• SUPPLIED RECORDS:
PR #940, opened 2017-01-10
Correcting wrong type check in Aruco Board creation

### LINKED ISSUE #939: Wrong type checking in Aruco Board_create
The board_create python function implemented following #771 throws a type error

To reproduce the bug:

```.python
import cv2.aruco as aruco
import numpy as np

points = [np.array([(0,0,0),(1,0,0),(1,-1,0),(0,-1,0)],('float32'))]

arucoDict = aruco.Dictionary_get(aruco.DICT_4X4_50)

ids = np.array([[0]])

board = aruco.Board_create(points,arucoDict,ids)
```

will throw the following error:
```.bash
    _board = aruco.Board_create(_points,_arucoDict,_ids)
cv2.error: /home/forssea/opencv_contrib/modules/aruco/src/aruco.cpp:1281: error: (-215) objPoints.type() == CV_32FC3 in function create
```

Shouldn't the type to check be CV_32F instead of CV_32FC3?

nicolaje:
resolves #939

### This pullrequest changes
The type checked when creating a board with the board_create python helper function is now CV_32F instead of CV_32FC3

### DIFF
--- a/modules/aruco/src/aruco.cpp
+++ b/modules/aruco/src/aruco.cpp
@@ -1278,7 +1278,7 @@ void GridBoard::draw(Size outSize, OutputArray _img, int marginSize, int borderB
 Ptr<Board> Board::create(InputArrayOfArrays objPoints, const Ptr<Dictionary> &dictionary, InputArray ids) {
 
     CV_Assert(objPoints.total() == ids.total());
-    CV_Assert(objPoints.type() == CV_32FC3);
+    CV_Assert(objPoints.type() == CV_32F);
 
     std::vector< std::vector< Point3f > > obj_points_vector;
     for (unsigned int i = 0; i < objPoints.total(); i++) {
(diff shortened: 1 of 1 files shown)


modules/aruco/src/aruco.cpp
```diff
@@ -1278,7 +1278,7 @@ void GridBoard::draw(Size outSize, OutputArray _img, int marginSize, int borderB
 Ptr<Board> Board::create(InputArrayOfArrays objPoints, const Ptr<Dictionary> &dictionary, InputArray ids) {
 
     CV_Assert(objPoints.total() == ids.total());
-    CV_Assert(objPoints.type() == CV_32FC3);
+    CV_Assert(objPoints.type() == CV_32F);
```
sovrasov: We can support both formats, so here can be `CV_Assert(objPoints.type() == CV_32FC3 || objPoints.type() == CV_32FC1);`

nicolaje:
Thanks for the review, checking both cases works for me, see updated pull request.

```
For me points = [np.array([[0,0],[1,0],[1,-1],[0,-1]],('float32'))] works without any exceptions.
```

Weird. Could it be related to Python's bitness? Mine is 64 bits.

sovrasov:
In this case index overflow occurs in `corners_mat.at<Point3f>(j);`, it's not related to python. In release mode we have no any index checks inside `.at()` and results of out-of-bound access can be different on different machines.

sovrasov:
👍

• YOUR GOAL:
Starting with the line that holds "### This pullrequest changes", copy each remaining line of the listing above exactly, through the last one.

• COMPLETED TASK:
### This pullrequest changes
The type checked when creating a board with the board_create python helper function is now CV_32F instead of CV_32FC3

### DIFF
--- a/modules/aruco/src/aruco.cpp
+++ b/modules/aruco/src/aruco.cpp
@@ -1278,7 +1278,7 @@ void GridBoard::draw(Size outSize, OutputArray _img, int marginSize, int borderB
 Ptr<Board> Board::create(InputArrayOfArrays objPoints, const Ptr<Dictionary> &dictionary, InputArray ids) {
 
     CV_Assert(objPoints.total() == ids.total());
-    CV_Assert(objPoints.type() == CV_32FC3);
+    CV_Assert(objPoints.type() == CV_32F);
 
     std::vector< std::vector< Point3f > > obj_points_vector;
     for (unsigned int i = 0; i < objPoints.total(); i++) {
(diff shortened: 1 of 1 files shown)


modules/aruco/src/aruco.cpp
```diff
@@ -1278,7 +1278,7 @@ void GridBoard::draw(Size outSize, OutputArray _img, int marginSize, int borderB
 Ptr<Board> Board::create(InputArrayOfArrays objPoints, const Ptr<Dictionary> &dictionary, InputArray ids) {
 
     CV_Assert(objPoints.total() == ids.total());
-    CV_Assert(objPoints.type() == CV_32FC3);
+    CV_Assert(objPoints.type() == CV_32F);
```
sovrasov: We can support both formats, so here can be `CV_Assert(objPoints.type() == CV_32FC3 || objPoints.type() == CV_32FC1);`

nicolaje:
Thanks for the review, checking both cases works for me, see updated pull request.

```
For me points = [np.array([[0,0],[1,0],[1,-1],[0,-1]],('float32'))] works without any exceptions.
```

Weird. Could it be related to Python's bitness? Mine is 64 bits.

sovrasov:
In this case index overflow occurs in `corners_mat.at<Point3f>(j);`, it's not related to python. In release mode we have no any index checks inside `.at()` and results of out-of-bound access can be different on different machines.

sovrasov:
👍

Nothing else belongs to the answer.